Responding to Biden’s attacks two days earlier, Trump called last month’s sting operation a judicial parody, warning that it could cause a backlash “that no one has ever seen.”

A federal police search of the Republican’s Mar-a-Lago home found dozens of confidential government-owned documents.

“There cannot be a clearer example of the true threats to freedom than what happened a few weeks ago when we witnessed one of the most shocking abuses of power by a government in the history of the United States,” Trump said.

His insinuation that the Biden administration was involved in the operation questions adherence to the old protocols that the Justice Department and the FBI act independently of the White House. “The danger to democracy comes from the radical left. Not the right,” Trump told supporters in a combative tone.

At the rally, Trump also called the FBI and Justice Department “vicious monsters”.

He described the United States as a nation in decline, a theme that became a staple of his post-White House public speeches, and claimed once again, falsely, that he won the 2020 election.

On Thursday, Biden had called Trump and the “extremists” who follow him enemies of democracy, during a speech in Philadelphia with which he sought to encourage his supporters ahead of the midterm elections in November, when he leaves. of Congress will be re-elected.

Biden particularly attacked Republicans who espouse the MAGA (Make America Great Again) ideology, Trump’s slogan in his successful 2016 presidential campaign. He accused them of being determined “to take the country into the past.”

“To a past where there was no right to choose, no right to privacy, no right to contraception, no right to marry the one you love,” the Democrat said in the speech, said to be the toughest of his term so far. It was the first time in the country’s recent history that a country official had claimed that his predecessor was a threat.
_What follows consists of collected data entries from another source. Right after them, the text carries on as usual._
PR #1233, opened 2022-03-08
IDEMPIERE-4586 Update translation of Client to Tenant

CarlosRuiz-globalqss:
https://idempiere.atlassian.net/browse/IDEMPIERE-4586

### DIFF
--- a/migration/iD10/oracle/202203081457_IDEMPIERE-4586.sql
+++ b/migration/iD10/oracle/202203081457_IDEMPIERE-4586.sql
@@ -1,0 +1,283 @@
+UPDATE AD_Element SET Description=REPLACE(Description, 'client', 'tenant') WHERE AD_Element_ID<1000000 AND REGEXP_LIKE(Description,'(^|\W)client(\W|$)') AND Description NOT LIKE '%client-%';
+
+UPDATE AD_Element SET Description=REPLACE(Description, 'clients', 'tenants') WHERE AD_Element_ID<1000000 AND REGEXP_LIKE(Description,'(^|\W)clients(\W|$)');
+
+UPDATE AD_Element SET Description=REPLACE(Description, 'Client', 'Tenant') WHERE AD_Element_ID<1000000 AND REGEXP_LIKE(Description,'(^|\W)Client(\W|$)');
+
+UPDATE AD_Element SET Description=REPLACE(Description, 'Clients', 'Tenants') WHERE AD_Element_ID<1000000 AND REGEXP_LIKE(Description,'(^|\W)Clients(\W|$)');
+
+UPDATE AD_Element SET Help=REPLACE(Help, 'client', 'tenant') WHERE AD_Element_ID<1000000 AND REGEXP_LIKE(Help,'(^|\W)client(\W|$)') AND Help NOT LIKE '%client-%';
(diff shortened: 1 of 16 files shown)


nmicoud:
Hi @CarlosRuiz-globalqss,
I've just look at the change, not tested locally.

Some remarks:
- I see Placeholder is not updated. Is it intentional?
- Shouldn't we regenerate all I/X classes based on tables with AccessLevel using Client/Tenant to use the new 'label'?
- Shouldn't we regenerate all I to "fix" javadoc for public int getAD_Client_ID(); (Get Client => Get Tenant) - not a big deal as the 2nd line is "Client/**Tenant** for this installation.").

I'll make tests tomorrow

Regards,

Nicolas

CarlosRuiz-globalqss:
>     * I see Placeholder is not updated. Is it intentional?

I just included script for tables/columns that are affected in the seed database, not for empty columns, or columns not containing the "client" word.

For extending this to non-core tables or custom values, I think is very easy to just copy the script and include your own tables/columns in a custom migration script.

>     * Shouldn't we regenerate all I/X classes based on tables with AccessLevel using Client/Tenant to use the new 'label'?
>     * Shouldn't we regenerate all I to "fix" javadoc for public int getAD_Client_ID(); (Get Client => Get Tenant) - not a big deal as the 2nd line is "Client/**Tenant** for this installation.").

I think is not necessary as they are just comments.

But thanks to your comment I noticed the impact of changing AD_Ref_List.Name is too big, I reverted this one from the scripts.

hengsin:
Perhaps we should update the Updated column too so that it is easier to trace back which records have been updated.

What about those that maintain en as translation instead ?

nmicoud:
Hi,

I've tested the script on both Oracle and PG, seems ok.
I didn't find in code "Client" which should be shown to users - and as you said, is ok to let "Client" if is comment.

Just found some descriptions that needs to be updated :
- AD_Client_ID element description is "Tenant/Tenant for this installation."
- Tenant window description is "Maintain Tenants/Tenants"
- Tenant tab description is "Tenant/Tenant Definition"
- Table AD_Client description is "Client/Tenant for this installation." ; so maybe an update is also needed here (or wait for the next run of SyncTerminology process?)

Regards,

Nicolas

CarlosRuiz-globalqss:
@hengsin 
> Perhaps we should update the Updated column too so that it is easier to trace back which records have been updated.

Done - added a timestamp for the Updated column in all affected records.

> What about those that maintain en as translation instead ?

The script just cover what is in seed, for customizations is easy to use this script as a template and add more tables.
Also, the actual recommended setup doesn't require English as translation.


@nmicoud 
> Just found some descriptions that needs to be updated :

Thanks, added those, and one more found to the scripts.

nmicoud:
Hi @CarlosRuiz-globalqss,
One last... CommitWarning field on AD_Tab (eg: on Tenant window, there is still "Initial Client Setup".

CarlosRuiz-globalqss:
> One last... CommitWarning field on AD_Tab (eg: on Tenant window, there is still "Initial Client Setup".

Thanks @nmicoud - added

nmicoud (approved):
looks good

PR #1234, opened 2022-03-08
IDEMPIERE-1474 The class org.compiere.model.MPaymentValidate is not u…

laydasalasc:
https://idempiere.atlassian.net/browse/IDEMPIERE-1474


hengsin (approved):
looks good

The location chosen for Biden’s speech, outside Independence Hall, was as symbolic as possible. Philadelphia is considered the birthplace of American democracy, and in this building the Declaration of Independence was signed in 1776 and the Constitution in 1787.

In a reference to last year’s invasion of the Capitol by Trump supporters, Biden stated that “there is no place for political violence in the United States. Period. None. Never.”